When the outbound message includes alphanumeric or graphic information, the information is displayed on the display 324 in a conventional manner by a display function at a time determined by manipulation of the set of user controls 320. All the parts of the radio 300 are conventional but for the voltage splitter circuit 100 in the receiver 304.

While the voltage splitter has been described above as being used in conjunction with a radio receiver demodulator, it will be appreciated that it is equally beneficial for use in many other applications, such as a reference voltage for a magnetic disk drive head circuit or a compact disk read only memory (CD-ROM) optical head circuit.

By now it should be appreciated that there has been provided a voltage splitter circuit 100 which provides a one-half supply voltage reference that has an integrated circuit area that is much smaller than the area used by prior art voltage splitter circuits, while providing a more precise voltage reference while requiring less power to operate.

Claims

1. A voltage splitter circuit that generates a one-half supply voltage at a reference output, comprising:

a first switched operational transconductance amplifier (OTA);

a first transistor switch that is controlled by a first clock signal to periodically switch a first supply voltage to a non-inverting input of the first switched OTA;

a second switched OTA;

a second transistor switch that is controlled by an inverted second clock signal to periodically switch a second supply voltage to a non-inverting input of the second switched OTA;

a commutating capacitor coupled between the non-inverting input of the first switched OTA and the non-inverting input of the second switched OTA;

a first filter capacitor coupled between an output of the first switched OTA and the first supply voltage;

a second filter capacitor coupled between an output of the second switched OTA and the first supply voltage; and

a third switched OTA,

wherein the output of the second switched OTA is coupled to an inverting input of the second switched OTA and to a non-inverting input of the third switched OTA, and

wherein the output of the first switched OTA is coupled to an inverting input of the first switched OTA and to an inverting input of the third switched OTA, and

wherein an output of the third switched OTA is coupled to the non-inverting input of the first switched OTA, and

wherein the reference output is the output of the second switched OTA, and

wherein the second switched OTA is controlled by the first clock signal and an inverted first clock signal, and

wherein the first and third switched OTAs are controlled by a second clock signal and the inverted second clock signal, and

wherein the first and second clock signals are non-overlapping.

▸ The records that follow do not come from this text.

PR #3299, opened 2022-04-06
fix: table text shadow removal

platon-rov:
## Related Issue

Relates to https://github.com/SAP/fundamental-ngx/issues/7930

## Description

Text shadow moved from the table to the table text element. 

Previously it was added to the cells in pr https://github.com/SAP/fundamental-styles/pull/1571 but in that way it breaks other components styles, see the mentioned issue. 

### Before

image

### After

image

## BREAKING CHANGE

* Now you should wrap text in element with `fd-table__text` class to apply text shadow to it.

### DIFF
--- a/src/styles/table.scss
+++ b/src/styles/table.scss
@@ -15,15 +15,17 @@ $block: #{$fd-namespace}-table;
   @mixin fd-table-active() {
     background-color: var(--sapList_Active_Background);
     color: var(--sapList_Active_TextColor);
-    text-shadow: none;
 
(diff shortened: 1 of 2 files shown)


InnaAtanasova (changes requested):
Sorry, approved by mistake :)
You need to fix the documentation as now the elements with the following markup `<td class="fd-table__cell">Middle Name</td>` won't have text-shadow.

InnaAtanasova (approved):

2. The voltage splitter circuit according to claim 1, wherein the first clock signal has a first duty cycle less than 50% and the second clock signal has a second duty cycle approximately equal to the first duty cycle.

3. The voltage splitter circuit according to claim 1, wherein the first transistor switch is an N channel metal oxide semiconductor field effect transistor (MOSFET) and the second transistor is a P channel MOSFET.

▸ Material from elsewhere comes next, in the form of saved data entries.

PR #3304, opened 2022-04-08
feat(styles): add delta horizon theming for Input

StevenZhao318:
## Related Issue

## Description
Horizon support for input and input group dependent components

Breaking changes: 
* fd-button—transparent is no longer used in select and input-group components. Buttons used in semantic inputs should have the class: fd-button--{type}
    * fd-button--positive
    * fd-button--negative
    * fd-button--attention
    * fd-button—information

* The expanded Select component’s dropdown button should be set to the active state to receive proper styling.


src/styles/mixins/_forms.scss
```diff
@@ -4,13 +4,14 @@
 
 @mixin fd-form-states {
 
-  $fd-form-border-thin-width: 0.0625rem;
-  $fd-form-border-thick-width: 2 * $fd-form-border-thin-width;
+  // $fd-form-border-thin-width: 0.0625rem;
+  // $fd-form-border-thick-width: 2 * $fd-form-border-thin-width;
```
platon-rov, line 8: Remove this if it's not needed anymore.

src/styles/mixins/_forms.scss
```diff
@@ -90,7 +95,7 @@
   &.is-alert,
   &.is-information,
   &.is-error {
-    border-width: $fd-form-border-thick-width;
+    // border-width: $fd-form-border-thick-width;
```
platon-rov, line 98: Remove also.

src/styles/mixins/_forms.scss
```diff
@@ -219,3 +224,198 @@
     margin-right: 0;
   }
 }
+
+@mixin fd-form-input() {
```
platon-rov, line 228: It's the same we have above, at the top of the file, in `fd-form-states` mixin. Can we remove one of these and left only one?

src/styles/mixins/_states.scss
```diff
@@ -46,6 +28,17 @@
   }
 }
 
+// FOCUS state (tab onto, click into)
+// override params $shadow-var, $shadow-value
+// `.is-focus-within` is for demo purposes
+@mixin fd-focus-within() {
```
platon-rov, line 34: Not used anywhere.

src/styles/theming/sap_fiori_3.scss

4. The voltage splitter circuit according to claim 1, wherein the first switched OTA and second switched OTA have transconductances that are approximately equal to each other, and wherein the first and second filter capacitors have approximately equal capacitance values.

5. The voltage splitter circuit according to claim 1, wherein the first supply voltage is negative with respect to the second supply voltage.

6. A radio that comprises at least one voltage splitter circuit according to claim 1.

7. An integrated circuit that comprises at least one voltage splitter circuit according to claim 1.